Revision as of 15:23, 30 November 2017 by Eric Fried (talk | contribs) (Bugs reference)

Launchpad bugs and StoryBoard stories are used to track known issues and defects in OpenStack software.

This content has been moved to https://docs.openstack.org/project-team-guide/bugs.html

Bugs lifecycle

Bugs go through multiple stages before final resolution.

Reporting

When you find a bug, you should file it against the proper OpenStack project using the corresponding link:

Make sure there is no bug already filed for the same issue, then enter the details of your report. It should at least include:

  • The release, or milestone, or commitid corresponding to the software that you are running

When this is done, the bug is created with:

  • Status: New

Confirming & prioritizing

This stage is about checking that a bug is real and assessing its impact. If you are lacking information to properly reproduce or assess the importance of the bug, you should ask the original reporter for more information and set the bug to:

  • Status: Incomplete

Once you have reproduced the issue (or are 100% confident that this is indeed a valid bug), you should set:

  • Status: Confirmed

If you're a core developer or a member of the project bug supervision team, you should also prioritize the bug:

  • Importance: <Bug impact> (see above)

Debugging (optional)

This optional stage is about determining how to fix the bug and posting the solution in the comments.

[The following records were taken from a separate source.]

PR #75, opened 2019-03-28
bump librdkafka to 1.0.0

breunigs:
I didn't bump rdkafka's version number with this patch, but since librdkafka has breaking changes, I assume a major version would be well suited:
https://github.com/edenhill/librdkafka/releases/tag/v1.0.0

We've been running librdkafka 1.0-RC7 with rdkafka-ruby 24e5a537a8c5fae02981a6f49cb8cae0cd9c5e2e so far, which works nicely enough. I'll retest this with librdkafka's final release and rdkafka-ruby's tip and report if I see any issues.


thijsc:
Thanks! Where did you get the checksum from? Travis is buggy today, will try to restart the build.

breunigs:
The checksum is from downloading the release tar ball from github with different ISPs. I don't think upstream provides the verified checksums anywhere, although all the tooling and release instructions were merged some time ago: https://github.com/edenhill/librdkafka/commit/5140cd9d965406a144de067b775bc9ca5255aea1

breunigs:
Hm, the timeout being shown on Travis is not random, I experience it locally as well. It consistently fails with `1000ms` and below. It works sometimes with `1001ms` and always on my machine with `1100ms`. It seems `rd_kafka_committed` gained a 1s sleep somewhere…

breunigs:
I bisected it to https://github.com/edenhill/librdkafka/commit/382bfd8afe9702cceafe88913d5d77340fff3c60 and it's fast after the initial call, so I guess it requires time to setup a new connection. Increasing the timeout or leading with a call with a high enough timeout fixes the test failure, but I wonder if the default timeout should be bumped as well.

thijsc:
> Increasing the timeout or leading with a call with a high enough timeout fixes the test failure, but I wonder if the default timeout should be bumped as well.

I've often noticed that these timeouts occur much less often in real-world scenarios because existing connections are used there. I think I would indeed just increase the default timeout here a bit.

mjkillough:
This looks great! It would be awesome to see this make its way into a new release of the gem. Is there anything remaining that I could help out with to get it there?

We'd like to upgrade some of our services to run `librdkafka` 1.0.0 as the new connection management seems to resolve a few problems we've been having with disconnects.

thijsc:
Build is green now, so good to go!

mjkillough:
> Build is green now, so good to go!

Amazing!! Thank you so much for the quick turnaround. ❤️

thijsc:
I just pushed 0.5.0 with the latest changes.

PR #81, opened 2019-08-08
Some styling and quality remarks

mensfeld:
During my work on porting waterdrop to rdkafka, I looked into the sources and I liked what I saw ;)

here are some remarks from coditsu that fix some small typos and add some remarks.

Things resolved: https://app.coditsu.io/karafka/builds/diffs/diffs/e9fdb822-e52c-453e-8b76-3d799c431575/resolved


mensfeld:
Also I do believe we should allow non int values for the max timeout for a more granular control (happy to add it).

thijsc:
Thanks!

PR #84, opened 2019-08-17
Get consumer position

### LINKED ISSUE #24: Get position of a consumer
Support getting the position of a consumer, `rd_kafka_position` in librdkafka. Result should be supported in `lag`.

thijsc:
Fixes #24


mensfeld:
@thijsc do you recall why this never reached master?

thijsc:
I think this got stuck because the build was failing for months. Should work as-is.

Issue #99, opened 2019-11-13
Consume In Batches API


KTSCode:
I know that it's currently possible to consume in batches [poll in batches issue](https://github.com/appsignal/rdkafka-ruby/issues/57); however, I believe the API for this could be significantly improved. One of the main draws of this library was the simplicity with which a Kafka consumer could be implemented. Consuming messages individually has become too slow for my current use case. I began the transition to consuming in batches, and have found the work required to be more challenging than I feel is strictly necessary. 
 
I think the users of this library would find an API similar to the code below far superior to the current interface. 
```ruby
consumer.each_in_batches(<batch size>, <timeout>) do |batch|
  batch.each |message|
     puts "Message received: #{message}"
  end   
end
```
* `batch size` -> The number of messages to be consumed before the block of code is run.
* `timeout` -> The time in milliseconds waited before a batch of greater than 0 messages and less than `batch size` messages is passed to the code block.
* It would be expected that any errors that occur would propagate up and the offset for those messages would not be committed.

thijsc:
Thanks for your feedback on this!

I think it's important to understand that the high-level consumer API that replaces the now legacy simple consumer API does not do batching in the same way. The high-level consumer always works in batches, it just does not expose the workings of that in its public API. Adding some kind of batching layer cannot improve performance, it will even be a little slower because extra work needs to be done to re-batch messages on the Ruby side.

When you consume a message in the naive way you are actually using batches. It is possible to tune the batching behaviour using config options such as `fetch.max.bytes` which are documented [here](https://github.com/edenhill/librdkafka/blob/master/CONFIGURATION.md).

Personally I feel that using `store_offset` and controlling the timing of a commit is the best way to handle this. It maps directly to what the driver is actually doing. If we were to implement a wrapper similar to the example above we'd use those exact techniques underwater since this is the only possible way of achieving this behaviour with the high-level consumer.

In my mind, the argument for doing this would have to be that it's a substantially better API for a lot of people. I'd love to hear more if you think that's the case.

KTSCode:
Thank you for the quick response @thijsc!

I only have my personal experience to go off of, but I would like to make rdkafka-ruby the default ruby Kafka library at the company I work for. I would feel much better telling other teams to use this tool if I knew there was a simple batch consumption API that could be quickly and easily implemented. 

[...]

PR #100, opened 2019-11-13
A Naive Consume in Batches API

KTSCode:
This is an example of how one could naively implement a consume in batches API, however it is lacking support for not committing on error. I assume this could be done much more efficiently though It would take me a lot more time reading the code to figure out how to do that.


thijsc:
Closing as discussed in #99

PR #103, opened 2020-01-03
ext: Add build:git[ref] task for building librdkafka from a git sha

gaffneyc:
As part of some work to look into the build failures (see #98) I wanted
an easy way to run an automated bisect against different librdkafka
commits. This task is designed to be used during development and the
default task should still be used when installing the gem.

Examples:
```console
rake build:git[ff9478c62126]
rake build:git[v1.3.0-RC2]
```


thijsc:
Thanks!

PR #104, opened 2020-01-03
Update Kafka to 2.2.1 for development and testing

gaffneyc:
Main goal was two fold: to update to a newer Kafka version to see if
that would fix some of the test failures and to simplify the config.
I've switched to using `127.0.0.1` instead of `localhost` as I was
getting connection failures using the hostname that may be related to
IPv6, switching to the IP made them disappear. I've also removed
KAFKA_ADVERTISED_PORT as it appears to be the default and
AUTO_CRETE_TOPICS_ENABLE as it looks to have been removed. Finally,
Zookeeper is no longer exposed as Kafka can connect to it within the
Docker network just fine. Linking to the docker socket file doesn't
appear to be necessary in this single broker case.

In testing, I was seeing tests pass just fine with 2.2.1 but failing
with 2.3.1.

Based on part of the work done in #98

### DIFF
--- a/docker-compose.yml
+++ b/docker-compose.yml
@@ -1,18 +1,18 @@
-version: '2'
+version: "3"
+
 services:
   zookeeper:
     image: wurstmeister/zookeeper
-    ports:
-      - "2181:2181"
+
   kafka:
-    image: wurstmeister/kafka:1.0.1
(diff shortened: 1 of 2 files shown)


thijsc:
We now use the latest kafka version, was merged in another pull. So closing this one.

Sometimes the implementation of the fix will be straightforward and you would jump directly to bugfixing, but in some other cases, you would just post your complete debugging analysis and give someone else the opportunity of fixing the bug. Then you should ask a core developer or bug supervisor to set:

  • Status: Triaged

Bugfixing

At this stage, a developer will work on a fix. During that time, in order to avoid duplicating the work, he should set:

  • Status: In progress
  • Assignee: <yourself>

When the fix is ready, he will propose the change and get it reviewed.

Note that Gerrit will automatically set the status and assignee when a change is proposed that mentions the bug number.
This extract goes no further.